§ Exercise objective:
List all lines of the data containing the word "bash".

(Excerpts from a dataset)
########
PR #19402, opened 2021-04-22
test: configure swap for TEST-55-OOMD

mrc0mmand:
oomd works way better with swap, so let's make the test less flaky by
configuring a swap device for it. This also allows us to drop the ugly
`cat`s from the load-generating script.

---

@anitazha does this sound reasonable? I mean, we lose the possible coverage for systems without swap, but it should make the test more robust (and actually test the environment we expect oomd to run in).

PR #22029, opened 2022-01-06
test: make sure TEST-55-OOMD runs under qemu

mbiebl:
To be able to run the test, we need to ensure that swap is available.
Case in point, the autopkgtest environment does not setup test images
with a swap partition/file.

So one gets an warning like this:

[  158.188957] systemd-oomd[67]: Swap is currently not detected; memory pressure usage will be degraded

if nspawn is used, e.g. via TEST_PREFER_NSPAWN=1.

Thus ensure QEMU is always used so we can successfully attach a swap
device.

### DIFF
--- a/test/TEST-55-OOMD/test.sh
+++ b/test/TEST-55-OOMD/test.sh
@@ -4,6 +4,7 @@ set -e
 
 TEST_DESCRIPTION="systemd-oomd Memory Pressure Test"
 IMAGE_NAME="oomd"
+TEST_NO_NSPAWN=1
 
 # shellcheck source=test/test-functions
 . "${TEST_BASE_DIR:?}/test-functions"


mbiebl:
unless of course, TEST-55-OOMD is supposed to work without swap being available.

mrc0mmand:
systemd-oomd is supposed to work both with and without swap, so the nspawn part of the test covered the latter scenario (as since https://github.com/systemd/systemd/pull/19402 we explicitly configure swap for the qemu part).

mbiebl:
With #22032 applied, I do get an error when trying to run the test via nspawn.

log and journal are attached.
[journal.txt](https://github.com/systemd/systemd/files/7828652/journal.txt)
[log.txt](https://github.com/systemd/systemd/files/7828653/log.txt)

mrc0mmand:
I see, looks like without swap the pressure increases more rapidly and oomd kills the whole user scope instead of just the "offending" unit:

```
Jan 07 12:58:57 H testsuite-55.sh[164]: ● testsuite-55-testbloat.service - Create a lot of memory pressure
Jan 07 12:58:57 H testsuite-55.sh[164]:      Loaded: loaded (/usr/lib/systemd/tests/testdata/units/testsuite-55-testbloat.service; static)
Jan 07 12:58:57 H testsuite-55.sh[164]:      Active: active (running) since Fri 2022-01-07 11:58:44 UTC; 13s ago
Jan 07 12:58:57 H testsuite-55.sh[164]:    Main PID: 111
Jan 07 12:58:57 H testsuite-55.sh[164]:       Tasks: 2 (limit: 1122)
Jan 07 12:58:57 H testsuite-55.sh[164]:      Memory: 6.4M (high: 5.0M available: 0B)
Jan 07 12:58:57 H testsuite-55.sh[164]:         CPU: 18ms
Jan 07 12:58:57 H testsuite-55.sh[164]:      CGroup: /user.slice/user-4711.slice/user@4711.service/testsuite.slice/testsuite-55.slice/testsuite-55-workload.slice/testsuite-55-testbloat.service
Jan 07 12:58:57 H testsuite-55.sh[164]:              ├─111 bash /usr/lib/systemd/tests/testdata/units/testsuite-55-slowgrowth.sh
Jan 07 12:58:57 H testsuite-55.sh[164]:              └─117 bash /usr/lib/systemd/tests/testdata/units/testsuite-55-slowgrowth.sh
Jan 07 12:58:57 H testsuite-55.sh[42]: + sleep 2
Jan 07 12:58:57 H systemd-oomd[68]: oomd: New incoming message: {"parameters":{"cgroups":[{"mode":"auto","path":"/system.slice/run-u35.service","property":"ManagedOOMSwap"},{"mode":"auto","path":"/system.slice
/run-u35.service","property":"ManagedOOMMemoryPressure"}]},"continues":true}
Jan 07 12:58:57 H systemd-oomd[68]: oomd: Changing state awaiting-reply-more → processing-reply
Jan 07 12:58:57 H systemd-oomd[68]: oomd: Changing state processing-reply → awaiting-reply-more
Jan 07 12:58:57 H systemd-oomd[68]: oomd: New incoming message: {"parameters":{"cgroups":[{"mode":"auto","path":"/user.slice/user-4711.slice/session-12.scope","property":"ManagedOOMSwap"},{"mode":"auto","path"
:"/user.slice/user-4711.slice/session-12.scope","property":"ManagedOOMMemoryPressure"}]},"continues":true}
Jan 07 12:58:57 H systemd-oomd[68]: oomd: Changing state awaiting-reply-more → processing-reply
Jan 07 12:58:57 H systemd-oomd[68]: oomd: Changing state processing-reply → awaiting-reply-more
Jan 07 12:58:58 H systemd-oomd[68]: Memory pressure for /user.slice/user-4711.slice/user@4711.service is 71.94% > 50.00% for > 2s with reclaim activity
Jan 07 12:58:58 H systemd-oomd[68]: Failed to insert context for /user.slice/user-4711.slice/user@4711.service/testsuite.slice/testsuite-55.slice/testsuite-55-workload.slice/testsuite-55-testchill.service, ign
oring: File exists
Jan 07 12:58:58 H systemd-oomd[68]: Failed to insert context for /user.slice/user-4711.slice/user@4711.service/testsuite.slice/testsuite-55.slice/testsuite-55-workload.slice/testsuite-55-testbloat.service, ign
oring: File exists
Jan 07 12:58:58 H systemd-oomd[68]: oomd attempting to kill 111 with KILL
Jan 07 12:58:58 H systemd[34]: testsuite-55-testbloat.service: Main process exited, code=killed, status=9/KILL
Jan 07 12:58:58 H systemd[34]: testsuite-55-testbloat.service: Failed with result 'signal'.
Jan 07 12:58:58 H systemd-oomd[68]: oomd attempting to kill 117 with KILL
Jan 07 12:58:58 H systemd-oomd[68]: oomd attempting to kill 34 with KILL
Jan 07 12:58:58 H systemd-oomd[68]: oomd attempting to kill 35 with KILL
Jan 07 12:58:58 H systemd-oomd[68]: Killed /user.slice/user-4711.slice/user@4711.service/init.scope due to memory pressure for /user.slice/user-4711.slice/user@4711.service being 71.94% > 50.00% for > 2s with 
reclaim activity
```

Given that the swap is highly recommended for oomd, I guess we should merge this to make the test more reliable.

/cc @anitazha just in case I misunderstand what exactly happened in this case.

anitazha:
I'm on the road for another week or so my responses will be spotty.

If Debian is using the same configs that Fedora has, that means there is a drop in for the user@.service, -.slice, and oomd.conf. Likely these 3 are taking precedence over the configs in TEST-55. The test was written to expect no other systemd-oomd configs in the environment. It looks like in the other PR mrc0mmand overrode the one for oomd.conf. We likely need to do the same for the user manager drop-in (which has a memory pressure limit) and maybe the root cgroup drop-in (this one has a swap limit) to get the test environment in the expected state.

slyon:
> If Debian is using the same configs that Fedora has, that means there is a drop in for the [user@.service](mailto:user@.service), -.slice, and oomd.conf.

Yes, indeed. We're shipping the same configuration as Fedora does in Debian.

mrc0mmand:
> I'm on the road for another week or so my responses will be spotty.
> 
> If Debian is using the same configs that Fedora has, that means there is a drop in for the [user@.service](mailto:user@.service), -.slice, and oomd.conf. Likely these 3 are taking precedence over the configs in TEST-55. The test was written to expect no other systemd-oomd configs in the environment. It looks like in the other PR mrc0mmand overrode the one for oomd.conf. We likely need to do the same for the user manager drop-in (which has a memory pressure limit) and maybe the root cgroup drop-in (this one has a swap limit) to get the test environment in the expected state.
> 
> The test itself shouldn't be killing the user manager otherwise since nothing in it is configured with a memory pressure limit. That's why I think there is an external config doing so.

I see, thanks for the explanation! I'll tweak the test further to fix this.

mbiebl:
@anitazha so, @mrc0mmand fixed the overrides in #22032, but I still get test failures when no swap device is available.
Log files are over at https://github.com/systemd/systemd/pull/22032#issuecomment-1007684637

Any ideas?

mbiebl:
In case you want to reproduce the issue, here's my setup:
```
git clone https://salsa.debian.org/systemd-team/systemd.git
```
Switch to `debian/experimental` branch
Build the package
```
apt-get build-dep systemd
dpkg-buildpackage -b
```
Setup an autopkgtest VM
```
autopkgtest-build-qemu sid /path/to/sid.img
```
Edit systemd/debian/tests/upstream to only run `TEST-55-OOMD` by adding `export SELECTED_TESTS=TEST-55-OOMD`

Run the `upstream` test
```
autopkgtest -o logs *.deb systemd/ --test-name=upstream -- qemu /path/to/sid.img
```

I tried various options like `qemu --ram-size=4096 /path/to/sid.img`, bug that didn't help.
Only why I could make it pass reliably is to add a swap file inside sid.img.

mbiebl:
Small update: While playing around with `--ram-size=` didn't really help, using -c (num of virtual CPUs) did.
The default is 1, I've run 5 tests in a row with `-c 2` and all of them succeeded.

mbiebl:
@anitazha Did you have a chance to look into this in the mean time?

anitazha:
@mbiebl Just got back yesterday so I'll look into it sometime today after I catch up on work

anitazha:
Thanks for the commands @mbiebl  those were really helpful. I was able to repro and I've confirmed the theory I commented about in https://github.com/systemd/systemd/pull/22032 by adding some more log lines. I'll try to fix this tomorrow and get a PR out

mbiebl:
> Thanks for the commands @mbiebl those were really helpful. I was able to repro and I've confirmed the theory I commented about in #22032 by adding some more log lines

Awesome. Since you suspect a race condition this could also explain why adding additional CPUs to the VM helped in my case.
########
§ Reply to the exercise:
Jan 07 12:58:57 H testsuite-55.sh[164]:              ├─111 bash /usr/lib/systemd/tests/testdata/units/testsuite-55-slowgrowth.sh
Jan 07 12:58:57 H testsuite-55.sh[164]:              └─117 bash /usr/lib/systemd/tests/testdata/units/testsuite-55-slowgrowth.sh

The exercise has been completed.